The Horton Stream forms a valley in the west of Horton, in the Country Park. The east and south of Horton is higher owing to a ridge of land between the Horton Stream and the Green Lanes stream which is sourced at nearby Epsom Common. The area is in the low-lying London Clay geological region, just south of the North Downs chalk ridge of Epsom Downs and Headley. Further this stream connects to the Hogsmill River.

==Localities==

=== Horton Park Golf Club ===
Contains an 18-hole course, a Par 3 9 hole course, a driving range in addition to a crazy golf course which opened in 2014. Located in the north of Horton, contiguous with Horton Country Park.

===Hook Road Arena===
An area of enclosed green space located in the north of Horton. Hosts funfair events in addition to the annual firework and bonfire night. The Epsom Riding for the Disabled Association (RDA) horse riding charity is based adjacent to the arena.

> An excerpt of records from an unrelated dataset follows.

PR #962, opened 2023-12-08
Feat/add time to json logger

RuanJohn:
## What?
Add elapsed wallclock time to the json files. This allows for richer plots down stream. 
## Extra
For now, the time is offset by the time of the first evaluation. This means that we won't take compilation time into and will have the first evaluation step at `t=0`. Alternatively, we could change this which would mean that the first time on the x-axis for the first evaluation step would be some non-zero value `k` and the gap between `t=0` and `t=k` will be larger than the gap between all other evaluation intervals.

### DIFF
--- a/mava/utils/logger_tools.py
+++ b/mava/utils/logger_tools.py
@@ -15,6 +15,7 @@
 import json
 import logging
 import os
+import time
 from datetime import datetime
 from typing import Dict, Optional
 
@@ -172,6 +173,7 @@ class JsonWriter:
         environment_name: str,
         seed: int,
     ):
+        self.start_time = time.time()
         self.path = path
         self.file_name = "metrics.json"
         self.run_data: Dict = {"absolute_metrics": {}}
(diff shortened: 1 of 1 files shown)


mava/utils/logger_tools.py
```diff
@@ -172,6 +173,7 @@ def __init__(
         environment_name: str,
         seed: int,
     ):
+        self.start_time = time.time()
```
callumtilbury, line 176: Will this not always be overwritten? We init the logger, and `self.start_time = time.time()`, but then when `evaluation_step == 0`, we set it again.

Perhaps it's better here to write something like,
```suggestion
        self.start_time = -1
```

That way, it will always be overwritten later, & if there's a bug, we can notice it easily? :)

callumtilbury (changes requested):
Thanks @RuanJohn! Just a minor suggestion.

OmaymaMahjoub (approved):
LGTM :fire:

PR #968, opened 2023-12-15
Update main with the latest Develop

RuanJohn:
## What?
Our main branch is massively outdated. This is just a quick PR to get it synced with the latest version of develop. 
In the new year, we will delete main and just use develop or we will move to using exclusively main.


OmaymaMahjoub (approved):
:fire: :fire: :fire:

arnupretorius (approved):
Thanks @RuanJohn!

PR #970, opened 2023-12-18
Feat: support SMAX

OmaymaMahjoub:
## What?
Support SMAX environment from [jaxmarl](https://github.com/FLAIROx/JaxMARL/tree/main)
## Why?
Add more environments that Mava supports
## How?
- Get action masking if exists
- Get global state instead of concatenate obs for centralized training.
- Get win rate during evaluation and log it to Neptune, json file, and cout in terminal
## Extra
TODO: add `27m_vs_30m` results to the readme


mava/wrappers/jaxmarl.py
```diff
@@ -157,16 +157,23 @@ def __init__(self, env: MultiAgentEnv, timelimit: int = 500):
 
         self.agents = list(self._env.observation_spaces.keys())
 
+        # Action mask fn
+        if hasattr(self._env, "get_avail_actions"):
+            self.get_avail_actions = self._get_avail_actions
+        else:
+            self.get_avail_actions = lambda _: jnp.ones(self._action_shape)
```
sash-a: `hasattr` is not something we want to do, do the jaxmarl envs not have a consistent way to get the action mask?

mava/wrappers/jaxmarl.py
```diff
@@ -157,16 +157,23 @@ def __init__(self, env: MultiAgentEnv, timelimit: int = 500):
...
 
+        extras = {"global_state": jnp.array(obs["world_state"])}
         obs = Observation(
             agents_view=batchify(obs, self.agents),
-            action_mask=jnp.ones(self._action_shape),
+            action_mask=self.get_avail_actions(state),
             step_count=jnp.zeros(self._env.num_agents, dtype=int),
         )
-        return JaxMarlState(state, key, 0), restart(obs, extras={}, shape=(self.num_agents,))
+        return JaxMarlState(state, key, 0), restart(obs, extras=extras, shape=(self.num_agents,))
```
sash-a: Lets not put global state in extras, we have and `ObservationGlobalState` so lets always use that for the global state and if there is no global state then we can just put a `jnp.zeros(1)` there. So then JaxMarl envs will always return this global state.

Only extra thing we will need to do is change the observation spec in this class a bit.

mava/wrappers/jaxmarl.py
```diff
@@ -176,6 +183,7 @@ def step(
         obs, env_state, reward, done, infos = self._env.step(
             step_key, state.state, unbatchify(action, self.agents)
         )
+        infos["global_state"] = jnp.array(obs["world_state"])
```
sash-a: Same here for global state

mava/wrappers/jaxmarl.py
sash-a: If we can't get rid of the `hasattr` this is my suggestion
```suggestion
        # True if the wrapped env has a function to get the action mask
        has_action_mask = hasattr(self._env, "get_avail_actions")
```

mava/wrappers/jaxmarl.py
```diff
@@ -226,3 +234,8 @@ def discount_spec(self) -> specs.BoundedArray:
         return specs.BoundedArray(
             shape=(self.num_agents,), dtype=float, minimum=0.0, maximum=1.0, name="discount"
         )
+
+    def _get_avail_actions(self, state: JaxMarlState) -> Array:
+        avail_actions = self._env.get_avail_actions(state)
+        action_mask = jnp.array(batchify(avail_actions, self.agents), dtype=jnp.float32)
+        return action_mask
```
```suggestion
    def action_mask(self, state: JaxMarlState) -> Array:
        if self.has_action_mask:
          avail_actions = self._env.get_avail_actions(state)
          mask = jnp.array(batchify(avail_actions, self.agents), dtype=jnp.float32)
        else:
            mask = jnp.ones(self._action_shape)

        return mask
```

mava/wrappers/jaxmarl.py
```diff
@@ -157,16 +157,23 @@ def __init__(self, env: MultiAgentEnv, timelimit: int = 500):
...
+
     def reset(self, key: PRNGKey) -> Tuple[JaxMarlState, TimeStep[Observation]]:
         key, reset_key = jax.random.split(key)
         obs, state = self._env.reset(reset_key)
 
+        extras = {"global_state": jnp.array(obs["world_state"])}
         obs = Observation(
             agents_view=batchify(obs, self.agents),
-            action_mask=jnp.ones(self._action_shape),
+            action_mask=self.get_avail_actions(state),
```
```suggestion
            action_mask=self.action_mask(state),
```

mava/wrappers/jaxmarl.py
```diff
@@ -157,16 +157,23 @@ def __init__(self, env: MultiAgentEnv, timelimit: int = 500):
...
+        if hasattr(self._env, "get_avail_actions"):
+            self.get_avail_actions = self._get_avail_actions
+        else:
+            self.get_avail_actions = lambda _: jnp.ones(self._action_shape)
+
     def reset(self, key: PRNGKey) -> Tuple[JaxMarlState, TimeStep[Observation]]:
         key, reset_key = jax.random.split(key)
         obs, state = self._env.reset(reset_key)
 
+        extras = {"global_state": jnp.array(obs["world_state"])}
```
sash-a: Use `ObservationGlobalState`
```suggestion
```

mava/wrappers/shared.py
```diff
@@ -142,40 +142,39 @@ class GlobalStateWrapper(Wrapper):
...
-        global_state = jnp.concatenate(timestep.observation.agents_view, axis=0)
-        global_state = jnp.tile(global_state, (self._env.num_agents, 1))
-
-        observation = ObservationGlobalState(
-            global_state=global_state,
-            agents_view=timestep.observation.agents_view,
-            action_mask=timestep.observation.action_mask,
-            step_count=timestep.observation.step_count,
-        )
+    def __init__(self, env: Environment, add_agent_id: bool = False) -> None:
```
sash-a: I think we should leave this class untouched and just use the `ObservationGlobalState` directly in the `JaxMarl` wrapper, let me know if you think that will cause issues?

mava/utils/logger_tools.py
```diff
@@ -140,10 +145,14 @@ def get_neptune_logger(cfg: Dict) -> neptune.Run:
 
 def get_experiment_path(config: Dict, logger_type: str) -> str:
     """Helper function to create the experiment path."""
+    task_name = (
+        config["env"]["scenario"]
+        if isinstance(config["env"]["scenario"], str)
+        else config["env"]["scenario"]["task_name"]
```
sash-a: Is it possible to unify this in the config so that we don't need this `if`?

mava/utils/logger_tools.py
```diff
@@ -77,11 +78,15 @@ def _setup_json(self, cfg: Dict) -> None:
             json_logs_path = os.path.join(
                 cfg["logger"]["base_exp_path"], "json", cfg["logger"]["kwargs"]["json_path"]
             )
-
+        task_name = (
+            cfg["env"]["scenario"]
+            if isinstance(cfg["env"]["scenario"], str)
+            else cfg["env"]["scenario"]["task_name"]
```
sash-a: Same here

mava/evaluator.py
```diff
@@ -262,7 +277,7 @@ def evaluator_setup(
     """Initialise evaluator_fn."""
     # Get available TPU cores.
     n_devices = len(jax.devices())
-
+    win_rate = config["env"]["env_name"] == "HeuristicEnemySMAX"
```
sash-a: Slightly widens this condition if we use the other envs in the future

```suggestion
    win_rate = isinstance(env, (SMAX, HeuristicEnemySMAX, LearnedPolicyEnemySMAX))
```

mava/logger.py
```diff
@@ -58,6 +58,11 @@ def log(
         if absolute_metric:
             prefix = "absolute/"
             episodes_info = metrics.episodes_info
+            # Add win rate to episodes_info in case it exists.
+            if "won_episode" in episodes_info:
+                win_rate = (
+                    jnp.sum(episodes_info["won_episode"]) / (logger.num_eval_episodes * 10)
+                ) * 100
```
sash-a: nit
```suggestion
                n_won_episodes = jnp.sum(episodes_info["won_episode"])
                n_episodes = logger.num_eval_episodes * 10
                win_rate = (n_won_episodes / n_episodes) * 100
```

sash-a (changes requested):
Awesome work @OmaymaMahjoub! 

Main thing I think we should do is use the `ObservationGlobalState` directly, that should reduce the amount of changes a lot!

mava/wrappers/jaxmarl.py
OmaymaMahjoub: unfortunately, based on what I found I don't think there is a standard way to have actions mask, for exampla smax uses `get_avail_actions`, hanabi uses `get_legal_moves`  and mabrax doesn't have the method as it is continuous actions

OmaymaMahjoub: shall we keep it `_get_avail_actions` and solve this issue another time when we support more envs from jaxmarl?

sash-a: Ye this really sucks, keep it for now then, I think we'll have to open an issue on their repo

mava/wrappers/shared.py
```diff
@@ -120,11 +120,14 @@ def observation_spec(
         agents_view = specs.Array(
             (self._env.num_agents, num_obs_features), jnp.int32, "agents_view"
         )
+
+        if hasattr(obs_spec, "global_state"):
+            state_size = obs_spec.global_state.shape[-1] + self._env.num_agents
+        else:
+            state_size = num_obs_features * self._env.num_agents + self._env.num_agents
```
sash-a: I think we can collapse this condition into `self.has_global_state` we must just make sure has_global_state is always true for `JaxMarlEnvs`. And then also use your way of calculating state size (with the `obs_spec`) as it's more future proof.


```python
if self.has_global_state:
    wrapped_state_shape = obs_spec.global_state.shape
    state_shape = (*wrapped_state_shape[:-1], wrapped_state_shape[-1] + self._env.num_agents)
    global_state = specs.Array(state_shape, ...)
    return obs_spec.replace(agents_view=agents_view, global_state=global_state)

return obs_spec.replace(agents_view=agents_view)
```

mava/wrappers/jaxmarl.py
```diff
@@ -163,36 +163,36 @@ def __init__(self, env: MultiAgentEnv, timelimit: int = 500):
...
-        extras = {"global_state": jnp.array(obs["world_state"])}
-        obs = Observation(
+        obs = ObservationGlobalState(
             agents_view=batchify(obs, self.agents),
             action_mask=self.get_avail_actions(state),
+            global_state=self.get_global_state(obs),
             step_count=jnp.zeros(self._env.num_agents, dtype=int),
         )
-        return JaxMarlState(state, key, 0), restart(obs, extras=extras, shape=(self.num_agents,))
+        return JaxMarlState(state, key, 0), restart(obs, extras={}, shape=(self.num_agents,))
```
sash-a: extras default is `{}`
```suggestion
        return JaxMarlState(state, key, 0), restart(obs, shape=(self.num_agents,))
```

mava/utils/make_env.py
```diff
@@ -100,8 +100,9 @@ def make_jaxmarl_env(env_name: str, config: Dict) -> Tuple[Environment, Environm
     env = JaxMarlWrapper(jaxmarl.make(env_name, **kwargs))
     eval_env = JaxMarlWrapper(jaxmarl.make(env_name, **kwargs))
 
-    env = add_optional_wrappers(env, config)
-    eval_env = add_optional_wrappers(eval_env, config)
+    if config["system"]["add_agent_id"]:
+        env = AgentIDWrapper(env, config["system"]["add_global_state"])
+        eval_env = AgentIDWrapper(eval_env, config["system"]["add_global_state"])
```
sash-a, line 108: If you like the changes suggested below then just make these both `True` and put a comment that JaxMarlEnvs always have global state

sash-a (changes requested):
Nice changes! Just a couple more minor things :pray:

mava/evaluator.py
OmaymaMahjoub: The issue here is that env is not an instance of SMAX... as it is a wrapped env therefore this `isinstance` will be very nested by mentioning `env._env._env...` depending on how many wrappers are added

mava/wrappers/jaxmarl.py
OmaymaMahjoub: The default is None which causes an error for the type change:
```
TypeError: Scanned function carry input and carry output must have the same pytree structure, but they differ:
  * the input carry component learner_state.timestep.extras is a <class 'NoneType'> but the corresponding component of the carry output is a <class 'dict'>, so their Python types differ

Revise the scanned function so that its output is a pair where the first element has the same pytree structure as the first argument.
```

mava/evaluator.py
```diff
@@ -86,6 +90,11 @@ def not_done(carry: Tuple) -> bool:
             "episode_return": final_state.return_,
             "episode_length": final_state.step_count_,
         }
+        # Log won episode if win rate is required.
+        if win_rate:
+            eval_metrics["won_episode"] = jnp.where(
+                jnp.all(final_state.timestep.reward >= 1.0), 1, 0
+            )
```
sash-a: Slightly cleaner

```suggestion
            eval_metrics["won_episode"] = jnp.all(final_state.timestep.reward >= 1.0).astype(int)
```

mava/evaluator.py
```diff
@@ -192,6 +202,11 @@ def not_done(carry: Tuple) -> bool:
...
```
sash-a: same here

```suggestion
            eval_metrics["won_episode"] = jnp.all(final_state.timestep.reward >= 1.0).astype(int)
```

mava/utils/logger_tools.py
```diff
@@ -51,6 +51,7 @@ def __init__(self, cfg: Dict) -> None:
         self.should_log = bool(
             cfg["logger"]["use_json"] or cfg["logger"]["use_tf"] or cfg["logger"]["use_neptune"]
         )
+        self.num_eval_episodes = cfg["arch"]["num_eval_episodes"]
```
sash-a, line 54: Why is this here? Doesn't seem like we use it

sash-a (dismissed):
Minor style change otherwise I'm super happy with this, great job!

mava/logger.py
```diff
@@ -58,6 +58,11 @@ def log(
         if absolute_metric:
             prefix = "absolute/"
             episodes_info = metrics.episodes_info
+            # Add win rate to episodes_info in case it exists.
+            if "won_episode" in episodes_info:
+                n_won_episodes = jnp.sum(episodes_info["won_episode"])
+                n_episodes = logger.num_eval_episodes * 10
```
callumtilbury, line 68: Could we please explain why *10 here?

mava/evaluator.py
callumtilbury: +1

mava/evaluator.py
```diff
@@ -262,7 +277,7 @@ def evaluator_setup(
     """Initialise evaluator_fn."""
     # Get available TPU cores.
     n_devices = len(jax.devices())
-
+    win_rate = config["env"]["env_name"] in ["HeuristicEnemySMAX", "LearnedPolicyEnemySMAX"]
```
callumtilbury: Small explanation here might be helpful, especially because the variable may be seen as "the win rate" itself.

mava/evaluator.py
```diff
@@ -275,28 +290,27 @@ def evaluator_setup(
...
         vmapped_eval_network_apply_fn = jax.vmap(
             network.apply,
             in_axes=(None, 0),
         )
-        evaluator = get_ff_evaluator_fn(
-            eval_env,
-            vmapped_eval_network_apply_fn,
-            config,
-        )
+        evaluator = get_ff_evaluator_fn(eval_env, vmapped_eval_network_apply_fn, config, win_rate)
```
callumtilbury: Perhaps same formatting as the others
```suggestion
        evaluator = get_ff_evaluator_fn(
            eval_env,
            vmapped_eval_network_apply_fn,
            config,
            win_rate,
        )
```

mava/utils/logger_tools.py
callumtilbury: It seems to be used here as a public member variable:
https://github.com/instadeepai/Mava/blob/771283f2327718248203d4b64728c3f77453e0f0/mava/logger.py#L64

mava/wrappers/jaxmarl.py
```diff
@@ -142,7 +142,7 @@ def jaxmarl_space_to_jumanji_spec(space: jaxmarl_spaces.Space) -> specs.Spec:
 class JaxMarlWrapper(Wrapper):
     """Wraps a JaxMarl environment so that its API is compatible with jumaji environments."""
```
callumtilbury:
```suggestion
    """Wraps a JaxMarl environment so that its API is compatible with Jumanji environments."""
```

mava/utils/logger_tools.py
OmaymaMahjoub: Because we need it to calculate the win rate in logger.py: `win_rate = (n_won_episodes / logger.num_eval_episodes) * 100`

mava/utils/make_env.py
```diff
@@ -94,14 +94,17 @@ def make_jaxmarl_env(env_name: str, config: Dict) -> Tuple[Environment, Environm
 
     kwargs = config["env"]["kwargs"]
     if "smax" in env_name.lower():
-        kwargs["scenario"] = map_name_to_scenario(config["env"]["scenario"])
+        kwargs["scenario"] = map_name_to_scenario(config["env"]["scenario"]["task_name"])
 
     # Placeholder for creating JAXMARL environment.
```
callumtilbury: Is this still just a 'placeholder'?

sash-a (dismissed):
:rocket:

mava/wrappers/jaxmarl.py
```diff
@@ -226,3 +262,16 @@ def discount_spec(self) -> specs.BoundedArray:
...
             shape=(self.num_agents,), dtype=float, minimum=0.0, maximum=1.0, name="discount"
         )
+
+    def action_mask(self, state: JaxMarlState) -> Array:
+        """Get action mask for each agent."""
+        if self.has_action_mask:
+            avail_actions = self._env.get_avail_actions(state)
+            mask = jnp.array(batchify(avail_actions, self.agents), dtype=jnp.float32)
+        else:
+            mask = jnp.ones(self._action_shape)
```
callumtilbury:
```suggestion
            mask = jnp.ones(self._action_shape, dtype=jnp.float32)
```
Just to be explicit + consistent with the line above :)

callumtilbury (commented):
A few minor points, but otherwise looks good :) Thanks @OmaymaMahjoub!

mava/logger.py
callumtilbury: (As discussed privately 👍🏻 )

mava/evaluator.py
callumtilbury: Or rename to e.g. `include_win_rate`?

mava/utils/make_env.py
callumtilbury: Sorry, this is pointing to the wrong location. See line 99 below 👍🏻

OmaymaMahjoub: I updated the comment to be more informative

mava/evaluator.py
```diff
@@ -35,7 +35,7 @@ def get_ff_evaluator_fn(
     env: Environment,
     apply_fn: ActorApply,
     config: dict,
-    win_rate: bool = False,
+    include_win_rate: bool = False,
```
sash-a: I like being more explicit here, sorry one final thing: 
```suggestion
    log_win_rate: bool = False,
```

mava/evaluator.py
```diff
@@ -91,7 +91,7 @@ def not_done(carry: Tuple) -> bool:
             "episode_length": final_state.step_count_,
         }
         # Log won episode if win rate is required.
-        if win_rate:
+        if include_win_rate:
```
sash-a:
```suggestion
        if log_win_rate:
```

mava/evaluator.py
```diff
@@ -131,7 +131,7 @@ def get_rnn_evaluator_fn(
     apply_fn: RecActorApply,
     config: dict,
     scanned_rnn: nn.Module,
-    win_rate: bool = False,
+    include_win_rate: bool = False,
```
sash-a:
```suggestion
    log_win_rate: bool = False,
```

mava/evaluator.py
```diff
@@ -201,7 +201,7 @@ def not_done(carry: Tuple) -> bool:
             "episode_length": final_state.step_count_,
         }
         # Log won episode if win rate is required.
-        if win_rate:
+        if include_win_rate:
```
sash-a:
```suggestion
        if log_win_rate:
```

mava/evaluator.py
```diff
@@ -273,40 +273,40 @@ def evaluator_setup(
     """Initialise evaluator_fn."""
     # Get available TPU cores.
     n_devices = len(jax.devices())
-    win_rate = config["env"]["env_name"] in ["HeuristicEnemySMAX", "LearnedPolicyEnemySMAX"]
+    # Check if win rate is required for evaluation.
+    include_win_rate = config["env"]["env_name"] in ["HeuristicEnemySMAX", "LearnedPolicyEnemySMAX"]
```
sash-a:
```suggestion
    log_win_rate = config["env"]["env_name"] in ["HeuristicEnemySMAX", "LearnedPolicyEnemySMAX"]
```

mava/evaluator.py
```diff
@@ -273,40 +273,40 @@ def evaluator_setup(
...
         )
-        evaluator = get_ff_evaluator_fn(eval_env, vmapped_eval_network_apply_fn, config, win_rate)
+        evaluator = get_ff_evaluator_fn(eval_env, vmapped_eval_apply_fn, config, include_win_rate)
         absolute_metric_evaluator = get_ff_evaluator_fn(
             eval_env,
-            vmapped_eval_network_apply_fn,
+            vmapped_eval_apply_fn,
             config,
-            win_rate,
+            include_win_rate,
```
sash-a:
```suggestion
            log_win_rate,
```

mava/evaluator.py
```diff
@@ -273,40 +273,40 @@ def evaluator_setup(
...
         )
         absolute_metric_evaluator = get_rnn_evaluator_fn(
             eval_env,
-            vmapped_eval_network_apply_fn,
+            vmapped_eval_apply_fn,
             config,
             scanned_rnn,
-            win_rate,
+            include_win_rate,
```
sash-a:
```suggestion
            log_win_rate,
```

mava/evaluator.py
```diff
@@ -273,40 +273,40 @@ def evaluator_setup(
...
             network.apply, in_axes=(None, 1, (2, None)), out_axes=(1, 2)
         )
         evaluator = get_rnn_evaluator_fn(
             eval_env,
-            vmapped_eval_network_apply_fn,
+            vmapped_eval_apply_fn,
             config,
             scanned_rnn,
-            win_rate,
+            include_win_rate,
```
sash-a:
```suggestion
            log_win_rate,
```

sash-a (changes requested):
Really small issue I have with the new variable name, sorry! After this I'm happy to :ship: it

sash-a (approved):
:rocket:

callumtilbury (approved):
🚗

=== Horton Country Park ===

A 1.5 mile long area of open space just west of Horton Lane, with a large car park. A mixture of woodland and fields, containing some horses in the fields. Contains Epsom Polo Club. Adjacent to Epsom Common and Castle Hill Nature Reserve, Chessington.

=== Hobbledown ===
A children's adventure park and zoo, located just west of Horton Lane, adjacent to the David Lloyd Centre and Horton Country Park. Contains a soft play area. Formerly known as Horton Park Children's Farm.

===Long Grove Park===
An enclosed space located in the east of the area. Contains a playground and is adjacent to the residential area in the west of Epsom. The park is also continuous with open space beside Abbots Avenue.

==Surrounding Area==
The nearest towns to Horton is Epsom and Chessington, located 2 miles to the east and west. The residential area of West Ewell is contiguous with Horton.